We learned in a recent webinar with Melinda Ballou, analyst at IDC and author of the IDC MarketScape: Worldwide Cloud PPM and PPM SaaS 2015-2016 Vendor Assessment that challenges facing today’s Program Management Offices (PMOs) are ever-changing; staying ahead of the curve has proven to be more challenging than ever as technology advances quicker than most organizations can adopt it. With this comes the need for a PMO or enterprise PMO (ePMO) to mature how they track and trace all work from request to delivery. keep the organization running efficiently and competitive by maturing processes. However, achieving higher PMO maturity requires a strong investment from both the PMO and the business, and not just in investment dollars, but in processes that supplement the investment to ensure the return on investment (ROI) of time, money, people, and tools.
Current Challenges
External factors of today’s changing technology landscape (social, cloud, big data, analytics) plays a large role in the impact of the PMOs the organization’s ability to keep driving the business. What remains to be seen is how this technology trajectory will continue and to what degree the PMO can adapt and leverage the change for sustained competitive advantage. While most organizations can adapt to changing demands, few can embrace the pressure of technology changes and stay ahead of the curve by fully absorbing the benefit of new technology. In order for a PMO to scale and be future-proof, it must continue along a maturity path that grows into repeatable processes and continuously adapts until processes are optimized. At this point, agility becomes systemic and business can execute in ways that competitors can not. The business leverages the PMO to be more competitive, and therefore the PMO is truly a value contributing entity — making it more strategic to the organization.
However, this is not always the case. There needs to be some degree of maturity in order for a PMO to establish itself as a central business unit and a key contributor to business success. For that, the PMO needs to identify where it currently stands and envision where they want to be before they can figure out how to get there. To go from what Ballou calls an “ad hoc” PMO of moving requests to “repeatable” and then “optimized,” the PMO needs to start by being in a stage she calls “opportunistic.” This requires executive support for the PMO and user adoption of process. Developing a governance process is the beginning of building a foundation for an effective PMO.
Knowing Where You Stand
In the webinar, Managing the Complexity of Today’s PMO, Melinda Ballou discussed the MaturityScape and MarketScape as it relates to PMOs in their current state and vision for the future. The MaturityScape shows the progression from a low maturity PMO through the phases to a high performing, mature PMO. The different phases of the MaturityScape are:
Ad Hoc: Doing the best you can – typically frequent failures, no scope on what can be executed)
Opportunistic: PMO is locally owned and not much authority or executive support. This stage is not very sustainable, but beginning to see more integrated plans and budgeting.
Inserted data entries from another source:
PR #1676, opened 2016-12-10
Atmosphere control dev commands

koosemose:
Adds dev console commands to control atmosphere, either of individual rooms (by roomID) or all rooms, also by individual gas or standard human breathable atmosphere mix, and finally commands to empty the atmosphere of rooms. Includes SetGas command in Room.cs (used in the DevConsole commands), to directly set the gas mixture in a room, rather than changing the already present gasses.

### DIFF
--- a/Assets/Scripts/UI/InGameUI/DevConsole/DevConsoleCoreCommands.cs
+++ b/Assets/Scripts/UI/InGameUI/DevConsole/DevConsoleCoreCommands.cs
@@ -280,7 +280,7 @@ namespace DeveloperConsole
         public static void EmptyRoom(int roomId)
         {
             Room room = World.Current.RoomManager[roomId];
-            foreach (string gas in room.GetGasNames)
+            foreach (string gas in room.GetGasNames())
             {
                 room.SetGas(gas, 0);
             }
@@ -292,7 +292,7 @@ namespace DeveloperConsole
             {
                 if (room.ID > 0)
                 {
-                    foreach (string gas in room.GetGasNames)
+                    foreach (string gas in room.GetGasNames())
                     {
                         room.SetGas(gas, 0);
                     }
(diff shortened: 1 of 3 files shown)


Assets/Scripts/UI/InGameUI/DevConsole/DevConsoleCoreCommands.cs
```diff
@@ -236,5 +236,68 @@ public static Tile GetTileAt(Vector3 pos)
...
+
+        public static void FillRoomWithAir(int roomID)
+        {
+            // Adding air to room
+            Room room = World.Current.RoomManager[roomID];
+            room.SetGas("O2", 0.2f * room.TileCount);
+            room.SetGas("N2", 0.8f * room.TileCount);
+        }
+
+        public static void FillAllRoomsWithAir()
```
bjubes: Im not too fammilar with the gas system, but does this function have a possiblity of over-pressurizing a room? like if a room was 100 percent hydrogen at the normal pressure, will it now be 50% H2, 10% O2 40%N2, making it not quite breathable and overpressured?

koosemose: Hmm, yeah, hadn't considered rooms with other gasses. I should probably 0 out any other gasses.

koosemose:
Semi-related thought: Perhaps 0 level gasses shouldn't be displayed (either by deleting the entry in the gasses dictionary or by just not displaying the gas when it's zero), since if we do start having more than the standard gas mix (such as a base on a planet with a toxic atmosphere) we could end up with having rooms display lots of different gasses that they no longer have, and aren't likely to have any more

Assets/Scripts/UI/InGameUI/DevConsole/DevConsoleCoreCommands.cs
koosemose: The latest commit takes care of this. The Gas commands can still overfill, but that's sort of the intent, to allow the user to bit by bit, build up the atmosphere of a given room as they please.

PR #1678, opened 2016-12-10
[WIP] DevConsole Revisions

BraedonWooding:
Obviously there will be a constant stream of new commands appearing as pull requests, but here I wanted to address some small/larger revisions that have been suggested by multiple people.  

The first set of changes is around the general feel of the DevConsole.  That is nicer errors, nicer text colours and sizes and just a general improvement to the 'feel'.  Now when you enter a command that doesn't exist if you enter "SetTimeStamdj" for example it will suggest that you meant "SetTimeStamp" via some really (and by that I mean REALLY) simple string comparison stuff.  Other than that it's also focusing on nicer error messages indicating paths to resolve what you wish to accomplish rather than just saying idk why it broke go fix it :P.

The second is default values (@koosemose I got overloads working too), this can be done in two ways, the first is function default values (only tested on C# but suspected to work on LUA), for example the Help function now implements this, you implement it in the function as normal and don't need to tell the dev console anything it's 'smart enough' to figure it out.  The second way to do it is through an extra (optional) parameter called DefaultValue, this should be respected as if you were creating a variable (therefore it should fit the syntax i.e. [] for objects, "" for strings, and just like normal stuff for everything else), and will fit multiple parameters using the commas.  A.k.a. the default value text option is just going to copy and paste that into the parameter list if it doesn't exist :D.  What this means is it's all or nothing, you can't have partial parameters (even though C# functions support them they are 'officially' unsupported due to just them not really being needed).

The third is a cleanup of the class structures.  I have removed the ability to just state the function and for it to gain the function name from that, also I require you always to have help text in the constructor.  These are not only to reflect the XML but also since it's more maintainable this way.  I will also be removing most of the commands and replacing it with a new command type called Internal.  In the end only the 'essential' commands (right now Help and Clear) will be implemented through the main assembly the rest will be mods (most likely all C# just due to the speed).

The fourth, is to implement tags.  Again another xml/object variable, just an array that modders/us can set on an object (purely optional).  Right now only plans for Help, though you can obtain a list via the normal means of DevConsole.CommandIterator(tag), or DevConsole.CommandArray(tag), if tag is "" (nothing) then it'll just count it as all objects.  This is just so you can say give me all with tag Room and so on cleaning up the Help command.  It will most likely have other uses later on (like maybe when you type a command we try to find a tag that's close and so on.

Why you may ask all these changes??? This 'DevConsole 2.0' is just about trimming off the fat, it's like saying this was a good idea and worked well but well we don't really use it, because of this (an example would be that I was thinking C# Modding would be .DLL so implemented commands with that in mind, when it turned out it was invoke only I removed the LUA one and made an invoke one which left 90% of the classes unused and while it was a nice reconciliation it wasn't really made for invoke commands).  And it's kind of improving generic things like errors messages and doing cleanups.  Also the addition of tags and default values were just thought up after using the DevConsole for longer periods of times (going hey we have a lot of commands, or well this kind of should have a default since you type this value 99% of the time).

I also just naturally did some (and will do some more) cleaning up of code, it's very minor and is like this comment isn't descriptive enough or whatever.  During this I do have plans to remodel some of the structures to make it more invoke friendly, but that will just be chipping away at speed improvements.

# Progress:
- [x] Implement Nicer Text
- [ ] Implement nicer error messages
- [x] Implement default values
- [x] Implement Cleanup of classes
- [x] Implement Tags
- [ ] Implement the moving of Help/Clear
- [ ] Implement the removal of most commands and addition of InternalCommand

Note: This should be merged after other DevConsole function additions, just for consistency (and using the new InternalCommand will have really no impact other than a single line).

### DIFF
--- a/Assets/Scripts/UI/InGameUI/DevConsole/CommandPrototype.cs
+++ b/Assets/Scripts/UI/InGameUI/DevConsole/CommandPrototype.cs
@@ -36,9 +36,9 @@ namespace DeveloperConsole
         /// <param name="description"> The description of the command.</param>
         /// <param name="helpFunctionName"> The name of the function to call to show help.</param>
         /// <param name="parameters"> The parameters that this class requires (a string in C# type formats and comma between them).</param>
-        public CommandPrototype(string title, string methodFunctionName, string description, string helpFunctionName, string parameters) : this()
+        public CommandPrototype(string title, string methodFunctionName, string description, string helpFunctionName, string parameters, string tags, string defaultValue) : this()
         {
-            ConsoleCommand = new InvokeCommand(title, methodFunctionName, description, helpFunctionName, parameters);
+            ConsoleCommand = new InvokeCommand(title, methodFunctionName, description, helpFunctionName, parameters, tags.Split(','), defaultValue);
         }
 
         /// <summary>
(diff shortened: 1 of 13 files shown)


BraedonWooding:
The branch name was bad so I renamed the branch causing me to have to delete the old one and move over the changes to a new one.

PR #1679, opened 2016-12-10
Reload debug channel controller via context menu

bjubes:
### The issue this fixes

Sometimes the debugger channel control window can have wierd bugs after changing to and from PR branches: 
capture

This can be fixed by deleting ChannelSettings.asset and then reloading the window, but requires a manual restart of unity.

### What this PR does
adds a nifty option in the right click menu of the DebuggerChannelWindow tab that allows you to reload the window without quiting unity.


koosemose:
Looks good. Merged.

PR #1695, opened 2016-12-16
[Testing] Chunking the map for furniture showing/hiding

BraedonWooding:
Note: I got all the code done in a single sitting, so its basically done but there may be bugs or other stuff :D, should also be fully stylecopped.
Here is a video of it playing.  The FPS drop at the start is _only_ due to the fact I alt-tabbed to start recording the gif :D.

animation 3

All this does is just assign a bunch of chunks through some pretty easy math, I do use Vector2 as ranges (there may be a case for using a Range Struct, but in all honesty it doesn't really matter).  Then it just abstracts EVERYTHING :P.  I.e. to remove a furniture from it you just call the ChunkManager (which handles the abstraction) and just say chunkManager.RemoveFurniture(myFurniture). It will find where that furniture exists (through some VERY fast optimisation, of using some matrix math to locate the location in the chunk array but it does have a for loop backup, but I have yet to make it have to resort to that :P).

Due to the math you may say it will 'over estimate' and make too many chunks since it does make square ones, and it may have squares that are never populated (due to it rounding everything UP to an Int), but the system handles this by capping chunks size (so actually every chunk won't be exactly the chunk size but that'll only be the end/bottom row if you have a width/height < 100).  It also will not include chunks that are FULLY out of the map range (so you won't have useless chunks), again some simple maths.  I haven't included any diagrams of the math since it's all heavily commented and it's like just general vector/matrix math :D.  Regardless with this I never dropped frames while moving the camera (except if I alt-tabbed then I would have slightly choppy frames for half a second but that's alt-tab fault not this).

This doesn't really change the furniture manager class really at all (and doesn't touch the furniture class), it just incorporates ChunkManager in.  Also it doesn't need to have the delegates for the everyFrame and fixedFreq. in furnitureManager it just assigns them to ChunkManager.  Also ChunkManager 'copies+pastes' the logic from FurnitureManager (that is on EveryFrame only do visible furniture which is now visible chunks and on FixedFreq. do EveryFrame calls on Furniture that isn't visible, and do FixedFreq. on visible furniture).  Anyways cool stuff eh?

Currently it's set to make chunks at a 10% frequency (so 10% of width and 10% of height) so that means for a 100x100 map we will have 100 chunks (100*10% * 100*10% or 10*10), so that means every chunk is a 10x10 area, which is pretty freak'n small if you ask me (like I doubt we'll ever really want smaller chunks... but hey it's a good test), so we may want to make it 20% frequency (so every chunk is a 20x20 area) but idk 10x10 is a nice area.

Anyways have a go and test it :D, experience the full frame rate and the POWER of chunking.  lol I'm a little overexcited.


koosemose:
Not sure if it's just an error in your description, or if the error is reflected in the code, but you seem to imply it only does the FixedFreq calls of visible furniture. Is that reflected in the code?

BraedonWooding:
It's probably me typing a confusing description, it does the exact same effects as the old system.  There are two functions, one called EveryFrame, in the old system it only called that on visible furniture, in the new system it only calls it on visible chunks.  The other function FixedFreq. in the old system used to call FixedFreq. on visible furniture (and non-visible) and everyFrame on invisibleFurniture, the new system calls FixedFreq. on all chunks and everyFrame on non-visible chunks.  So no functionality change whatsoever in this new code.

dusho:
So you created something similar to quadtree optimization. Chunk and ChunkManager names sound a bit off.
Is there a reason why you use CopyTo for those furniture in chunk updates?

BraedonWooding:
@dusho Kind of yes, Chunk and ChunkManager I think are right on spot since they represent Chunks of the map kind of similar to Minecraft Chunks (which is where I got the name) though I would be open to any name that you can think represents it better :D.  Yes there is a reason, I'm converting the hashset to an array (faster to iterate through, and more safe, since I want indexes in some of those cases) and toArray() isn't standard for HashSet (it's included in Linq) and due to those reasons I preferred to use the more standard version for HashSet (since not only its faster it basically doesn't require linq, and the ToArray method just does some weird iterate thing anyway).

dusho:
Doesn't Utility need something similar? I think need to update IBuildable to cover all these needs to prevent copying of same code for Furniture and Utility classes.
Also, regarding that CopyTo().. maybe you can have in Chunk class array with furniture as additional member variable (together with that HashSet) and create it with that CopyTo() only when add/remove is called ? It would be less heavy on copying (no need to copy every frame) and would keep the performance...

BraedonWooding:
I have no problem making it IBuildable though I doubt if it'll really impact so heavily since the main use of this is multiple update functions (legit really the only use) and Furniture is really the only IBuildable with multiple update functions (and if I make it IBuildable the thing could actually become slower since I'll have to do a check if something is furniture to do the multiple updates).  Also (even though you haven't suggested it I want to point this out) I don't really want to make it generic either due to the fact it would require less abstraction and 'is' calls.  On the second point about CopyTo; personally it really doesn't matter, like we are talking small differences in speed, but sure I'll do that and it would reduce load on GC/Memory (slightly, like real slightly... like I doubt you would notice it slightly).  @koosemose you know quite a bit of utilities from your liquid/gas work do you feel it needs something like this?  Or is it better to leave it till it REALLY does (since it really won't ever be near the count of Furniture, and to the best of my knowledge it doesn't currently have the visible/non-visible functionality)?

koosemose:
Utilities does almost nothing, pretty much all it does is contain a grid, and network similar utilities so that furnitures can communicate to the same grid, and networking only happens when a utility is added/replaced, which is only going to be at max once per frame in regular gameplay (the only time it won't be is in dev mode or on save/load, it has no need of anything relating to updates... I think I may have left the update functions in there, because when I was designing it, I wasn't entirely sure rather or not it would be needed, but as I develop the surrounding systems the more sure I become that they're not needed.

BraedonWooding:
Okay awesome, I didn't look just was asking anyway since I felt they may have been.  So from that it doesn't need chunking and it would just unnecessarily complicate things (and possibly lead to more bugs).

dusho:
ok. Then is sounds Utility really doesn't need it.. I just remember some copy-paste code from Furniture in Utility and was wondering.

koosemose:
Yeah, there was a lot of stuff I left in Utility because I wasn't yet certain exactly how things were going to work, I've been working on trimming the fat out as I revisit it with a better idea of how it's used.

BraedonWooding:
Okay so what do we think we should do with this?  I'm happy to resolve conflicts and apply wanted changes (just remove the creation of the array every frame that was mimicked from old behaviour), but if we moving to slowing down updates then it may just be better to close this?

dusho:
I would still prefer this optimization (minus that CopyTo) over spread update in current state. Spread update can be integrated into this later on.

BraedonWooding:
Yeh that's what I meant by apply wanted changes the minus copyTo.  @koosemose @NogginBops what do you think?  Want to get a decent consensus.

koosemose:
The main problem with this is that it is a fix to a fix, making the vis/invis tracking more efficient, which we needed to do because our update cycle was inefficient, wasting a ton of time calling updates that didn't actually do anything. The spread updates performs better than this on camera move (obviously since it removes the vis/invis tracking), and performs drastically better with things on or off screen because only what needs to be updated is being updated, and the slow updates are no longer all being performed on a single update.

I'm not sure how one could merge this with spread updates without making things worse by clumping updates as chunks with more furniture are updated all at once (and functional furniture will almost certainly tend to be clumped into one or two areas in actual play). And there's also the issue that moving things between update types will cause things to miss or gain more updates as things move around.

BraedonWooding:
Okay fair point, yeh it was just a fix to a broken system and it won't merge so nicely as you were saying.  So what i'll do is just close it for now :D.

PR #10868, opened 2019-11-28
Gutenberg/activate preformat block

marecar3:
Fixes https://github.com/wordpress-mobile/gutenberg-mobile/issues/1264

GB mobile PR: https://github.com/wordpress-mobile/gutenberg-mobile/pull/1615

To test:

Follow test instructions on gb-mobile PR: wordpress-mobile/gutenberg-mobile#1615

PR submission checklist:


libs/editor/WordPressEditor/src/main/java/org/wordpress/android/editor/AztecEditorFragment.java
```diff
@@ -2061,7 +2061,7 @@ private static String toHtml(SpannableStringBuilder builder,
         clearMetaSpans(builder);
         parser.syncVisualNewlinesOfBlockElements(builder);
         Format.postProcessSpannedText(builder, true);
-        return EndOfBufferMarkerAdder.removeEndOfTextMarker(parser.toHtml(builder, false));
+        return EndOfBufferMarkerAdder.removeEndOfTextMarker(parser.toHtml(builder, false, false));
```
hypest: I think we can use the `@JvmOverloads` annotation in the Aztec method in Kotlin to allow the Java side to call the method without the new extra parameter). Check out [this answer on SO](https://stackoverflow.com/a/34518024).

marecar3: Thanks for the hint. 
I have added annotation and now we don't need to pass extra param to the Kotlin method.

marecar3:
Hey @hypest, I think that I have addressed all issues so this one is ready for another iteration of review.

hypest:
I've LGTM'd the PR but, let's update the Aztec hash to a tag before we merge.

hypest:
It seems that the failing Firebase tests are not related to the work on this PR and happening on other commits merged to develop already so, we'll not fix them as part of this PR and merge it.

PR #10877, opened 2019-11-29
Fix crash in UploadStarter on Samsung devices with Android 5

### LINKED ISSUE #10827: ExceptionInInitializerError
Sentry Issue: [WORDPRESS-ANDROID-38R](https://sentry.io/organizations/a8c/issues/1115836993/?referrer=github_integration)

```
NoSuchFieldException: _state
    at java.lang.Class.getDeclaredField(Class.java:929)
    at java.util.concurrent.atomic.AtomicReferenceFieldUpdater$AtomicReferenceFieldUpdaterImpl.<init>(AtomicReferenceFieldUpdater.java:183)
    at java.util.concurrent.atomic.AtomicReferenceFieldUpdater.newUpdater(AtomicReferenceFieldUpdater.java:67)
    at kotlinx.coroutines.JobSupport.<clinit>(JobSupport.kt)
    at kotlinx.coroutines.JobKt__JobKt.Job(Job.kt:361)
...
(21 additional frame(s) were not displayed)

RuntimeException: java.lang.NoSuchFieldException: _state
    at java.util.concurrent.atomic.AtomicReferenceFieldUpdater$AtomicReferenceFieldUpdaterImpl.<init>(AtomicReferenceFieldUpdater.java:202)
    at java.util.concurrent.atomic.AtomicReferenceFieldUpdater.newUpdater(AtomicReferenceFieldUpdater.java:67)
    at kotlinx.coroutines.JobSupport.<clinit>(JobSupport.kt)
    at kotlinx.coroutines.JobKt__JobKt.Job(Job.kt:361)
    at kotlinx.coroutines.JobKt.Job
...
(20 additional frame(s) were not displayed)

ExceptionInInitializerError: None
    at org.wordpress.android.ui.uploads.UploadStarter.<init>(UploadStarter.kt:64)
    at org.wordpress.android.ui.uploads.UploadStarter_Factory.get(UploadStarter_Factory.java:81)
    at org.wordpress.android.ui.uploads.UploadStarter_Factory.get(UploadStarter_Factory.java:16)
    at org.wordpress.android.modules.DaggerAppComponent.injectWordPress(DaggerAppComponent.java:4849)
    at org.wordpress.android.modules.DaggerAppComponent.inject(DaggerAppComponent.java:4124)
...
(17 additional frame(s) were not displayed)
```

### LINKED ISSUE #10872: IndexOutOfBoundsException: 129, -122
Sentry Issue: [WORDPRESS-ANDROID-8W](https://sentry.io/organizations/a8c/issues/1021101226/?referrer=github_integration)

```
IndexOutOfBoundsException: 129, -122
    at android.text.PackedIntVector.deleteAt(PackedIntVector.java:218)
    at android.text.DynamicLayout.reflow(DynamicLayout.java:311)
    at android.text.DynamicLayout.-wrap0(DynamicLayout.java)
    at android.text.DynamicLayout$ChangeWatcher.reflow(DynamicLayout.java:662)
    at android.text.DynamicLayout$ChangeWatcher.onSpanChanged(DynamicLayout.java:691)
...
(15 additional frame(s) were not displayed)

129, -122
```

malinajirka:
Fixes #10827 

Fixes a crash on Samsung devices running Android 5. The app is crashing because it can't find `_state` variable in the runtime. However, we don't directly use this variable in our code. As it turned out the variable is used in `Mutex.kt`. This PR simply removes the usage of `Mutex` from our codebase and replaces it with `@Synchronized`.

More info about why the app is crashing can be find in @jd-alexander [comment](https://github.com/wordpress-mobile/WordPress-Android/issues/10827#issuecomment-557365282).

To test:
I don't have a Samsung phone running Android 5. But we should at least verify it still works as expected on other phones.
1. Turn off the internet connection
2. Create a post
3. Publish it
4. Turn on internet connection + pull to refresh
5. Make sure the post gets uploaded 

PR submission checklist:

Thank you @jd-alexander for the initial investigation which really helped me fix this issue!

@jkmassel We might want to consider merging this change as hotfix - wdyt? It crashed 3.6k times to 1.2k users in the last 90 days. I'm a bit worried that it might not work on Samsung devices running Android 5 at all - I haven't checked the stats though. I believe the change is very safe.


WordPress/src/main/java/org/wordpress/android/ui/uploads/UploadStarter.kt
```diff
@@ -141,40 +133,41 @@ class UploadStarter @Inject constructor(
 
     /**
      * This is meant to be used by [checkConnectionAndUpload] only.
+     *
+     * The method needs to be synchronized from the following reasons. When the app comes to foreground both
```
shiki: > When the app comes to foreground both `queueUploadFromAllSites` and `queueUploadFromSite` are invoked

Not sure if this is true. The `queueUploadFromSite` is only called when the `PostListMainViewModel` is started or when swiping to refresh. 🤔 They can still run in parallel. But that's harder to explain. 😄

WordPress/src/main/java/org/wordpress/android/ui/uploads/UploadStarter.kt
```diff
@@ -141,40 +133,41 @@ class UploadStarter @Inject constructor(
...
+     * `queueUploadFromAllSites` and `queueUploadFromSite` are invoked. The problem is that they can run in parallel
+     * and `uploadServiceFacade.isPostUploadingOrQueued(it)` might return out-of-date result and a same post is added
+     * twice.
      */
+    @Synchronized
```
shiki: Just noting an observation that I didn't notice before. 

The intent of `launch`-ing in here: 

https://github.com/wordpress-mobile/WordPress-Android/blob/aed0c79108ba08424af38b3eb28c2772a98bdc40/WordPress/src/main/java/org/wordpress/android/ui/uploads/UploadStarter.kt#L135-L140

... was so we could run `SELECT` queries in parallel, and then queue all the posts in parallel. But because of the concurrency issues in `isPostUploadingOrQueued()`, we wrapped this in a Mutex which essentially negated the `launch(ioDispatcher)`. 🤷‍♂ 

I think I overengineered `UploadStarter` in the first place anyway so it doesn't bother me that much. 😄 We _could_ just simplify `UploadStarter` in the future or make `UploadService` able to handle concurrency. It's a shame that we can't be concurrent if phones have multiple processors now.

shiki (approved):
LGTM! 🎉 

- [x] Verified that all sites' posts are still uploaded on startup
- [x] Tested given testing steps

jd-alexander:
This can be closed right @shiki ?

shiki:
Yes! Thank you, @jd-alexander. 

Closing this in favor of #10878 which will be released with `release/13.7`.

WordPress/src/main/java/org/wordpress/android/ui/uploads/UploadStarter.kt
malinajirka: Good catch:D! I agree we could use just one launch and not use a launch in a foreach loop. However, the UploadService uploads the items serially + the data bandwidth is limited, so I'm not sure it has any real impact on the UX.

WordPress/src/main/java/org/wordpress/android/ui/uploads/UploadStarter.kt
malinajirka: Great eye ;)! I think what we originally wanted to write was "When the device connects to the internet both queueUploadFromAllSites and queueUploadFromSite are invoked` -> `queueUploadFromAllSites` is invoked from `connectionStatus` observer and `queueUploadFromSite` is invoked from the `UploadWorker`. I copy pasted the comment without thinking about it 😞 .

PR #10878, opened 2019-11-29
Fix crash in UploadStarter on Samsung devices with Android 5

shiki:
This has the same contents as #10877. The difference is this one is targeting `release/13.7`. 

## Testing 

Please do the same testing steps in #10877.

 
## Submitter Checklist

### DIFF
--- a/RELEASE-NOTES.txt
+++ b/RELEASE-NOTES.txt
@@ -10,7 +10,6 @@
 * Block editor: Images clickable for fullscreen preview
 * Fixed time displayed on Post Conflict Detected and Unpublished Revision dialogs
 * Block editor: Fix issue when removing image/page break block crashes the app
-* Removed support for Giphy
 * Fixed a crash on Samsung devices running Android 5 (Lollipop)
  
 13.6
--- a/RELEASE-NOTES.txt
+++ b/RELEASE-NOTES.txt
@@ -10,6 +10,8 @@
 * Block editor: Images clickable for fullscreen preview
 * Fixed time displayed on Post Conflict Detected and Unpublished Revision dialogs
 * Block editor: Fix issue when removing image/page break block crashes the app
+* Removed support for Giphy
+* Fixed a crash on Samsung devices running Android 5 (Lollipop)
  
 13.6
 -----
--- a/WordPress/src/main/java/org/wordpress/android/ui/uploads/UploadStarter.kt
+++ b/WordPress/src/main/java/org/wordpress/android/ui/uploads/UploadStarter.kt
@@ -12,7 +12,6 @@ import kotlinx.coroutines.CoroutineScope
 import kotlinx.coroutines.Job
 import kotlinx.coroutines.coroutineScope
 import kotlinx.coroutines.launch
-import kotlinx.coroutines.sync.Mutex
 import org.wordpress.android.analytics.AnalyticsTracker.Stat
 import org.wordpress.android.fluxc.Dispatcher
 import org.wordpress.android.fluxc.generated.UploadActionBuilder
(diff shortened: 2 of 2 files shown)


RELEASE-NOTES.txt
```diff
@@ -10,6 +10,8 @@
 * Block editor: Images clickable for fullscreen preview
 * Fixed time displayed on Post Conflict Detected and Unpublished Revision dialogs
 * Block editor: Fix issue when removing image/page break block crashes the app
+* Removed support for Giphy
```
jd-alexander: Should this update for Giphy be included here? Let me know 🙏

shiki: Gah! That's from `develop`. Thanks for noticing that. 😞

shiki: Fixed in db5472a758dc32ad8af3546fa035fbb9cb4c31a1

jd-alexander:
LGTM 🚀

jd-alexander (approved):
LGTM 🚀

ParaskP7:
👋 @malinajirka !

It's been almost 3 years already, I know... 😅 But, let me ask you this coroutines related question below, just in case you still remember the answer. 🤞

As part of this [Compile Warnings PR](https://github.com/wordpress-mobile/WordPress-Android/pull/17210), that I am currently working on, I was trying to resolve the `@Synchronized annotation` related warning. To that end, I ended-up suppressing this warning instead, at least until I discuss it with you first (see [here](https://github.com/wordpress-mobile/WordPress-Android/commit/175f0e364cf4b923a64c7cf036ae75a244924c9e)). In this commit you will also notice that I added a couple of links as resources to help us figure out how to properly solve this warning:

- Kotlin Issue: [Forbid @synchronized annotation on suspend functions](https://youtrack.jetbrains.com/issue/KT-27333/Forbid-Synchronized-annotation-on-suspend-functions)
- Blog Post: [Coroutines and Java Synchronization Don't Mix](https://blog.danlew.net/2020/01/28/coroutines-and-java-synchronization-dont-mix/)

To that end, and as far as you aware and remember, do you think we could/should resolve this `@Synchronized annotation` related warning, maybe by using the something like this recommended `Mutex` solution, or, do you think that we should just ignore that altogether, suppressing it as I did and only touch that piece of logic again, when and if need be in the distant future. Wdyt? 🤔

malinajirka:
@ParaskP7 I do remember this code and convo relatively well considering how long it has been - time flies :). 
1. I'm wondering how come you pinged me even though I'm not mentioned on this PR at all :D? Just out of curiosity.
2. We were originally using the solution with a Mutex, but refactored it in this PR because it was crashing on Samsung devices with Android 5. Since we do not support Android 5 anymore, I believe it is safe to revert this change and start using mutex again.
3. I'd personally vote for fixing this issue, since if the code doesn't work with coroutines it might lead to race conditions which might result in double-uploads of posts and such - these kind of issues might be there without us knowing about them. However, that doesn't mean we shouldn't fix them. Moreover, I believe the fix is relatively simple and the code is tested for most parts.

Let me know if I can provide some further context.

ParaskP7:
@malinajirka time flies indeed! 🛸 

1. I just annotated this line on AS and it showed your name. Then, I copied the revision number (d5b994850d80de50edbcf3c8237aa9daf3ffedd0) which pointed to this PR. From the [3 commits](https://github.com/wordpress-mobile/WordPress-Android/pull/10878/commits) included in this PR, I am seeing you being involved in the main first one as well. 🧙 
2. Thank you so much for the extra clarification on that. Yes, I agree, we can revert this change and start using `Mutex` again, especially since we do not need to support Android 5 anymore (`API Level 21`). PS: Out current minimum SDK version is the `24` (Android 7).
3. I am voting on fixing this issue as well. It indeed seems a bit dangerous to have this kind of race conditions sitting there, waiting to bite us when we would least expect it, and even worse, as you said, having them there without us even knowing about them.

> Moreover, I believe the fix is relatively simple and the code is tested for most parts.

👍 🌟 🤞

> Let me know if I can provide some further context.

Not only you provided all the context I needed, you also did it at the speed of light, thank you for that, so much appreciated! 🙇 

FYI: I'll proceed with updating my PR and revert this change to `Mutex` again. 💯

Repeatable: Start to have best practices and begin to see consistent behaviour. The PMO is building trust within the organization and has a center of excellence framework in place that is accepted by key stakeholders.
Managed: This level requires an auto configurable data driven environment where the PMO collects significant metrics to provide results back to the organization. This level supports higher growth and scaling up or down as needed to accommodate different types of projects. In a managed PMO, effectiveness is deeply rooted and teams begin mastering business innovation – bringing in mobile, social, and systems of collaboration together that drives business value.
Optimized: The final level that every PMO should strive to be. The PMO is continually adapting to business needs, responsive to dynamic competitive pressures, and able to utilize faster skills that need to move to different areas. An optimized PMO puts the business in a position to be successful where it can leverage the PMO for sustained competitive advantage and it becomes a core driver for business advancement.
IDC also outlines the MarketScape to establish vertical dimensions to establish PMO effectiveness in different areas. These include:
Vision – business objectives and governance
Portfolio – metrics and prioritization
Planning – scheduling, quality and change control
Processes – execution and project management
People – culture and collaboration
The Path Forward
Knowing where you stand is always the first part of getting to where you’re going, but you also need to identify where you would like to be, and what is realistic for your organization. Using the MaturityScape matrix as a guide, you can create a vision for where the PMO should be, and areas to improve in short and long terms. Setting goals and building trust by executing on commitments puts the PMO in a position to advance, gain the executive support needed, and build a culture of cohesiveness among users. Centralizing the data in a single system enables the PMO to not only provide visibility to garner the support, but also facilitates communication and accountability by having a centralized data source.
The end goal for any PMO should be to increase maturity, resulting in optimization, proactive agility, and a value contributing entity that propels the business forward. In order to get there, the PMO needs to evolve and take into account the unique factors that will inhibit growth, such as political agendas or cultural stereotypes, and create a plan to overcome them. By coupling process and organizational change with appropriate PPM automation and adoption to support the changes, the PMO can achieve much greater success and maturity.
While current challenges pose a threat to many PMOs from a productivity and achieving higher maturity standpoint, the landscape is always going to be difficult, and only makes the need for a PMO all the more. The reality of most PMOs is that the cost of not having processes and governance is much higher than the investment to implement them.